In general the references to epic anthic seem to be sort of single-yolked pails (if I may mix my forum idioms). What I mean is that someone hearing epicanthic for the first time assumes that it contains the word epic, but can assign it no meaning (a pail). Additionally, the *anthic residue remains completely opaque (i.e. the reworking of epicanthic is single-yolked).

I would have thought that antic would be a good candidate for that residue, especially in discussion of “badass” monsters. It’s a relatively low frequency word that differs by only one segment (th > t). A Google search for “epic antic” returns 24 unique hits, 20 of which appear to be written in English.
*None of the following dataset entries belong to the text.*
PR #70, opened 2025-04-04
Distributed Eval

barronalex:
Add distributed support to mlx_lm.evaluate.

On one machine:
```
{
    "alias": "winogrande",
    "acc,none": 0.6156274664561957,
    "acc_stderr,none": 0.01367156760083619
}
```

On two machines:
```
{
    "alias": "winogrande",
    "acc,none": 0.6156274664561957,
    "acc_stderr,none": 0.01367156760083619
}
```

Also cleans up the code according to the comments from the original [PR](https://github.com/ml-explore/mlx-examples/pull/1174) and fixes a few bugs:

- Add a causal mask with sequence length padding
- Fix `--no-apply-chat-template`
- Default args.limit to None. This matches `lm_eval` and before you were forced to set a limit.

### DIFF
--- a/mlx_lm/evaluate.py
+++ b/mlx_lm/evaluate.py
@@ -55,6 +55,10 @@ def _pad_inputs(inputs):
 
 @register_model("mlxlm")
 class MLXLM(LM):
+
+    tokenizer_name = lm_eval.models.huggingface.HFLM.tokenizer_name
+    apply_chat_template = lm_eval.models.huggingface.HFLM.apply_chat_template
+
     def __init__(
         self,
         path_or_hf_repo: str,
@@ -236,9 +240,6 @@ class MLXLM(LM):
         inv_sort = np.argsort(sorted_indices)
         results = [results[inv_sort[i]] for i in range(len(inv_sort))]
         return results
-
-    tokenizer_name = lm_eval.models.huggingface.HFLM.tokenizer_name
-    apply_chat_template = lm_eval.models.huggingface.HFLM.apply_chat_template
 
     def loglikelihood_rolling(self, requests) -> list[float]:
         """Compute full log-likelihood of a string, with no truncation, for perplexity computation
--- a/mlx_lm/evaluate.py
+++ b/mlx_lm/evaluate.py
@@ -394,8 +394,9 @@ def main():
     task_names = "_".join(args.tasks)
     ver = version("lm_eval")
     filename = f"eval_{model_name}_{task_names}_{args.num_shots:02d}_v_{ver}.json"
-    output_path = output_dir / filename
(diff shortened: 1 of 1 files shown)


mlx_lm/evaluate.py
```diff
@@ -223,16 +199,54 @@ def loglikelihood(self, requests) -> list[tuple[float, bool]]:
...
+        scores = np.array(scores[:num_results])
+        is_greedy = np.array(is_greedy[:num_results])
+
+        results = [(score, ig) for score, ig in zip(scores, is_greedy)]
+        inv_sort = np.argsort(sorted_indices)
+        results = [results[inv_sort[i]] for i in range(len(inv_sort))]
+        return results
 
     tokenizer_name = lm_eval.models.huggingface.HFLM.tokenizer_name
-    apply_chat_template = lm_eval.models.huggingface.HFLM.apply_chat_template
```
angeloskath, line 235: Out of curiosity is the tokenizer name above used by lm harness? Should it be moved to the top or set in `__init__` as an instance member rather than as a class member?

angeloskath (approved):
Looks great and works awesomely :-) 

So far I tested with Qwen and Gemma and both need the `--no-apply-chat-template`. Which models do need the chat template?

I think we should guard the result writing with `if mx.distributed().init().rank() == 0` or sth along these lines.

awni:
> So far I tested with Qwen and Gemma and both need the --no-apply-chat-template. Which models do need the chat template?

Even if they are chat models? And what do you mean by "need"? Like the results are much worse if you use the template? If so, that seems strange 🤔

angeloskath:
Hm I just realized that the behavior changed from before. No the results aren't worse it breaks with `AttributeError: 'list' object has no attribute 'tokenizer'`.

Maybe I need to update some package but `lm_eval.models.huggingface.HFLM.apply_chat_template` is the call that errors out in line 246.

@barronalex any ideas?

barronalex:
Good catch here! I didn't mean to change that part of the chat template logic but it must have come in during a rebase. I've reverted it.

mlx_lm/evaluate.py
barronalex: tokenizer_name is a method we're borrowing from the hugging face [lm eval backend](https://github.com/EleutherAI/lm-evaluation-harness/blob/11ac352d5f670fa14bbce00e423cff6ff63ff048/lm_eval/api/model.py#L190) so I think it's OK to have it as an instance member here.
I have moved them to the top though as I agree that makes it a bit easier to read.

angeloskath: Gotcha makes sense.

Four of those are identical, from an essay on James Joyce’s Ulysses.

Fundamentally paradoxical—a comic epic, antic and grave, mordant and
heartbreaking—Ulysses is an encyclopedia of modernism and a gospel of postmodernism.
http://findarticles.com/p/articles/mi_m … _n6361494/

That leaves 16 usages that might have been somehow motivated by a misunderstood and poorly remembered hearing of epicanthic, but none of the sixteen mention folds or eyes. This is not quite definitive rejection of my hypothesis, but it is far from supportive.

(Google-related curiosity: although “epic antic folds” is a googlenope, I have learned that Epic Records underwrites the antics of Ben Folds.)